Allay (UK) Limited v Gehlen outlines the types of steps that a tribunal will consider if an employer seeks to rely on the 'reasonable steps' defence and confirms that employers face a high threshold to successfully establish this defence.
The claimant, Mr Gehlen, was employed by Allay (UK) Limited until his dismissal in September 2017 for performance-based reasons. Following his dismissal, the claimant raised a complaint that he had been subject to racial harassment by a colleague. Allay (UK) Limited investigated the complaint and the claimant's colleague was found to have made racist comments and was required to undertake further equality and diversity training.
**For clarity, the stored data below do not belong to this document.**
PR #9944, opened 2020-07-22
Remove session tracking in proxy mode

hennevogel:
This was an attempt to measure logins with proxy authentication based
on User.session. But User.session is a thread variable that is reset
after each request. So it's basically impossible to check based on this.
The user migh just have authenticated or we might just be on a new
thread ¯\_(ツ)_/¯

It also doesn't make much sense to measure :unauthenticated and
:disabled without measuring the rest of the case.

So let's stop measuring this at all until we find a better way.

For non-proxy auth this is still measured in Webui::SessionController.

### DIFF
--- a/src/api/app/controllers/webui/webui_controller.rb
+++ b/src/api/app/controllers/webui/webui_controller.rb
@@ -169,7 +169,6 @@ class Webui::WebuiController < ActionController::Base
 
   def check_user
     @spider_bot = request.bot?
-    previous_user = User.possibly_nobody.login
     User.session = nil # reset old users hanging around
 
     user_checker = WebuiControllerService::UserChecker.new(http_request: request, config: CONFIG)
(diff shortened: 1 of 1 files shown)


src/api/app/controllers/webui/webui_controller.rb
```diff
@@ -197,12 +195,6 @@ def check_user
     User.session = User.find_by_login(session[:login]) if session[:login]
 
     User.session ||= User.possibly_nobody
-
-    if !User.session
```
krauselukas, line 201: @hennevogel why did you remove this `if/else` block? doesn't seem to be related to the proxy mode

hennevogel: You are right, this code would also run without proxy mode. But it still would generate "wrong" data.

Once `User.session` is false we run an unauthenticated request, but that isn't data we want to track. And `previous_user` being different from `User.session` does *not* mean a log in happened. 

Let me split those to another commit...

hennevogel: Did not find a way to split this more intelligent so I made a new commit message. Please check again.

krauselukas: okay understand :+1:

PR #9946, opened 2020-07-23
[backend] try to catch disk full errors in bs_worker tasks

adrianschroeter:
Like downloading sources or binary packages.


mlschroe:
```
`$ex = 3 if $@ =~ /no space left/i;
```

PR #9952, opened 2020-07-24
Add theming support

### LINKED ISSUE #6311: Introduce theming per user and instance

hellcp:
This is a simple theming implementation, with a sample openSUSE theme (which shouldn't be used in production, I will leave it up to @guoyunhe to implement the remaining bits and pieces)

To verify this feature

- Change theme variable in config from `default` to `openSUSE`
- See a different look of OBS

No screenshots because you really shouldn't use the openSUSE theme yet

Fixes #6311


danidoni:
Nice! Thanks for the contribution!

Conan-Kudo:
@hellcp Any chance you'd rebase this to get it landed now?

hellcp:
Now is probably the worst time, because of the Bootstrap 5 update. I think that Henne wanted to talk about the implementation of this at some point too, since he doesn't agree with replicating the structure of the views directory in the themes. That's probably a discussion we need to have at some point though, and it's unlikely this would be merged without agreeing to some kind of a compromise

PR #9957, opened 2020-07-27
Fix rss notifications creation

### LINKED ISSUE #9900: [production][] undefined method `rss_token' for #<Group:0x000055e6c10b71a8>
threw this 3 times
<pre>
undefined method `rss_token&#39; for #&lt;Group:0x000055e6bed4dd20&gt;
</pre>

[See this exception on Errbit](https://errbit-opensuse.herokuapp.com/apps/5620ca2bdc71fa00b1000000/problems/5f0721943ed333000cb1261f)

DavidKang:
Group model doesn't have `rss_token`, using `try` will return `nil` if the method doesn't exist.

Fix #9900

### DIFF
--- a/src/api/app/services/notification_service/notifier.rb
+++ b/src/api/app/services/notification_service/notifier.rb
@@ -41,8 +41,7 @@ module NotificationService
     end
 
     def create_notification?(subscriber, channel)
-      return false if subscriber&.away?
-      return false if channel == :rss && !subscriber&.rss_token
+      return false if subscriber.nil? || subscriber.away? || (channel == :rss && !subscriber.try(:rss_token))
       return false unless notifiable_exists?
 
       true


src/api/app/services/notification_service/notifier.rb
```diff
@@ -41,8 +41,7 @@ def create_notification_per_subscription(subscription, channel)
     end
 
     def create_notification?(subscriber, channel)
-      return false if subscriber&.away?
-      return false if channel == :rss && !subscriber&.rss_token
+      return false if subscriber.nil? || subscriber.away? || (channel == :rss && !subscriber.try(:rss_token))
```
DavidKang, line 44: This is a small fix for a bigger one that should be handled in a different PR. We created an issue for that https://github.com/openSUSE/open-build-service/issues/9958

PR #10363, opened 2020-10-30
Measure the amount of users logged in in the last 5 minutes

danidoni:
This PR adds a new field in the users measurements to track the amount of logged in users in the last 5 minutes

### DIFF
--- a/src/api/app/models/notification.rb
+++ b/src/api/app/models/notification.rb
@@ -22,7 +22,7 @@ class Notification < ApplicationRecord
   end
 
   def any_user_in_group_active?
-    !subscriber.users.recently_seen.empty?
+    subscriber.users.seen_since(3.months.ago).any?
   end
 
   def template_name
--- a/src/api/app/models/user.rb
+++ b/src/api/app/models/user.rb
@@ -71,6 +71,7 @@ class User < ApplicationRecord
   scope :with_email, -> { where.not(email: [nil, '']) }
 
   scope :recently_seen, -> { where('last_logged_in_at > ?', 3.months.ago) }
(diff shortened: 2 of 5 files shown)


danidoni:
[Have more AHM measurements about users and groups](https://trello.com/c/TSUAuQJk/1560-have-more-ahm-measurements-about-users-and-groups)

src/api/app/models/user.rb
```diff
@@ -71,6 +71,7 @@ class User < ApplicationRecord
   scope :with_email, -> { where.not(email: [nil, '']) }
 
   scope :recently_seen, -> { where('last_logged_in_at > ?', 3.months.ago) }
+  scope :seen_in_interval, ->(since_time, until_time) { where(last_logged_in_at: since_time..until_time) }
```
hennevogel, line 74: If you simplify this like

```suggestion
  scope :seen_since, ->(since) { where('last_logged_in_at > ?'), since }
```

You can replace `recently_seen` and drop the extra method in the job.

hennevogel (changes requested):

src/api/app/models/user.rb
danidoni: Yup!

src/api/app/models/notification.rb
```diff
@@ -22,7 +22,7 @@ def user_active?
   end
 
   def any_user_in_group_active?
-    !subscriber.users.recently_seen.empty?
+    !subscriber.users.seen_since(3.months.ago).empty?
```
vpereira, line 25: This is the same as  `subscriber.users.seen_since(3.months.ago).any?` , no?

danidoni: True, addressing...

vpereira (approved):

PR #10330, opened 2020-10-21
Refactor status history rescaler job

vpereira:
Break the StatusHistoryRescalerJob in two and do the statistics using ActiveRecord

PR #10365, opened 2020-10-30
Revert "Refactor status history rescaler job"

hennevogel:
Reverts openSUSE/open-build-service#10330


hennevogel:
This has lead to problems we are investigating.

vpereira:
Added a spec to make sure that the we are re-scaling the data following the "specification"

- For records older than a month, re-scale the data in 12 hours slots
- For records older than 7 days, re-scale the data in 6 hours slots
- For records older than 1 day, re-scale the data in 1 hour slots
- For records older than 2 hours, re-scale the data in 4 minutes slots
- Records newer than 2 hours, stay untouched.

vpereira (approved):

PR #10368, opened 2020-10-31
Improve spec for StatusHistoryRescalerJob

vpereira:
- Add more cases to make sure that the scale is working as expected

### DIFF
--- a/src/api/spec/jobs/status_history_rescaler_job_spec.rb
+++ b/src/api/spec/jobs/status_history_rescaler_job_spec.rb
@@ -3,32 +3,54 @@ require 'rails_helper'
 RSpec.describe StatusHistoryRescalerJob, type: :job do
   include ActiveJob::TestHelper
 
-  describe '#rescale' do
-    before do
-      Timecop.freeze(2010, 7, 12)
+  let(:status_histories) { StatusHistory.where(key: 'busy_x86_64').order(:time) }
 
-      now = Time.now.to_i - 2.days
-      StatusHistory.transaction do
-        1000.times do |i|
-          StatusHistory.create(time: now + i, key: 'idle_x86_64', value: i)
-        end
+  describe '#rescale' do
+    context 'newer than 2 hours records' do
+      before do
+        5.times { |i| StatusHistory.create(time: (Time.now.utc - i.seconds).to_i, key: 'busy_x86_64', value: 10 * i) }
       end
 
-      StatusHistory.create(time: Time.now.to_i, key: 'busy_x86_64', value: 100)
+      subject! { StatusHistoryRescalerJob.perform_now }
+
+      it 'keeps the StatusHistory with key = busy_x86_64' do
+        expect(status_histories.count).to eq(5)
+        expect(status_histories.first.value).to eq(40)
+        expect(status_histories.last.value).to eq(0.0)
+      end
     end
 
-    after do
-      Timecop.return
+    context 'newer than 9 days' do
+      before do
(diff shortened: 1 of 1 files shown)


src/api/spec/jobs/status_history_rescaler_job_spec.rb
```diff
@@ -3,32 +3,52 @@
...
+        2.times { |i| StatusHistory.create(time: 9.months.ago + i.minutes, key: 'busy_x86_64', value: 10 * i) }
+        2.times { |i| StatusHistory.create(time: 3.months.ago + i.minutes, key: 'busy_x86_64', value: 10 * i) }
+        2.times { |i| StatusHistory.create(time: 3.hours.ago + i.minutes, key: 'busy_x86_64', value: 10 * i) }
+      end
 
-    it { expect(StatusHistory.count).to eq(2) }
+      subject! { StatusHistoryRescalerJob.perform_now }
+
+      it 'reduces the records older than 1 month to 1' do
+        expect(StatusHistory.count).to eq(4)
```
vpereira, line 46: here it get's resampled as expected:
all records older than one month are going to be reduced.
 
We have 2 slots over 1 month with 2 records each. Total 4 records that get reduced to 2 records (Records within the same time slot, get merged together in one new record). So in the end we have 4 records.  2 reduced and 2 intact (because they were created in the last 24 hours)

src/api/spec/jobs/status_history_rescaler_job_spec.rb
```diff
@@ -3,32 +3,52 @@
...
+        expect(status_histories.first.value).to eq(40)
+        expect(status_histories.last.value).to eq(0.0)
+      end
     end
 
-    after do
-      Timecop.return
+    context 'newer than 9 days' do
+      before do
+        2.times { |i| StatusHistory.create(time: 9.days.ago + i.minutes, key: 'busy_x86_64', value: 10 * i) }
```
vpereira, line 25: Here just 2 records are older than 7 days, so they get reduced to 1 (both are merged together).

src/api/spec/jobs/status_history_rescaler_job_spec.rb
```diff
@@ -3,32 +3,52 @@
...
-      Timecop.freeze(2010, 7, 12)
-
-      now = Time.now.to_i - 2.days
-      StatusHistory.transaction do
-        1000.times do |i|
-          StatusHistory.create(time: now + i, key: 'idle_x86_64', value: i)
-        end
+    context 'newer than 2 days events' do
+      before do
+        5.times { |i| StatusHistory.create(time: (Time.now.utc - i.seconds).to_i, key: 'busy_x86_64', value: 10 * i) }
```
vpereira, line 11: Those records are kept intact. So no reduction is expected. Therefore the number of records doesn't change

src/api/spec/jobs/status_history_rescaler_job_spec.rb
```diff
@@ -3,32 +3,54 @@
...
+        2.times { |i| StatusHistory.create(time: 3.hours.ago + i.minutes, key: 'busy_x86_64', value: 10 * i) }
+      end
+
+      subject! { StatusHistoryRescalerJob.perform_now }
+
+      it 'reduces the records older than 7 days to 1' do
+        expect(StatusHistory.count).to eq(3)
+      end
+
+      it { expect(status_histories.first.value).to eq(5.0) }
```
vpereira, line 35: the two reduced records had the following values: 0 and 10, so the average is 5. Therefore the new created record has value = 5.

danidoni (approved):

The claimant subsequently brought a claim for race discrimination and harassment related to race. Allay (UK) Limited sought to rely on the 'reasonable steps' defence on the basis that they had required the claimant's colleague to undertake equality and diversity training to prevent the actions. Whilst accepting that Allay (UK) Limited had an equality and diversity policy and training in place which covered harassment related to race, the tribunal rejected the defence and held that the training was 'clearly stale' and ineffective as it had been provided in 2015 and Allay (UK) Limited had not provided refresher training. Further, steps had not been taken by relevant managers, who knew about the racial comments. The tribunal established that Allay (UK) Limited had not taken all reasonable steps to avoid discrimination in the workplace. The claimant's racial harassment claim was successful.
Allay (UK) Limited appealed the decision, which was dismissed on the basis that Allay (UK) Limited's training had become 'stale' and ineffective and that they should have taken further reasonable steps, such as refresher training.
Allay (UK) Ltd v Gehlen confirms that the tribunal will consider the steps taken by an employer in detail and that the threshold to establish that reasonable steps have been taken to prevent discrimination is high (this applies to all protected characteristics not just race). Simply providing training as part of an induction and informing employees which policies and procedures are in place will not suffice as this is not a tick box exercise.
The decision is a reminder to all employers that having an equality and diversity policy and providing generic training will not be not enough to establish a reasonable steps defence in discrimination claims.
In order to rely on the reasonable steps defence, employers will likely need to evidence that their equality and diversity training is up to date, comprehensive and that the training delivered to employees is tailored, relevant to the employee's role, has been provided recently and is being effectively applied in the workplace.
Employers must also remember that even if they take steps to ensure that their equality and diversity policy and training is kept up to date and relevant, whether they will be able to successfully rely on the reasonable steps defence will be a matter for the tribunal to consider and will depend on the circumstances of each case. The tribunal will consider how effective the steps taken were likely to be when they were taken and is also likely to consider how effective they proved to be in practice.
Employers should review their equality and diversity policy and training (as well as their other policies, procedures and training) regularly to ensure it's tailored to the employee's roles and fit for purpose. When reviewing their policies and training, employers may also want to use it as an opportunity to assess their vision and values as an organisation and what they are doing to promote diversity in the work place.
Employers should ensure that all employees understand the purpose of their equality and diversity policy and training. Employers should also consider providing additional training to managers, who will be required to set an example and mange complaints of potentially discriminatory treatment. It should also be clear from the policies and training to whom an employee can raise concerns.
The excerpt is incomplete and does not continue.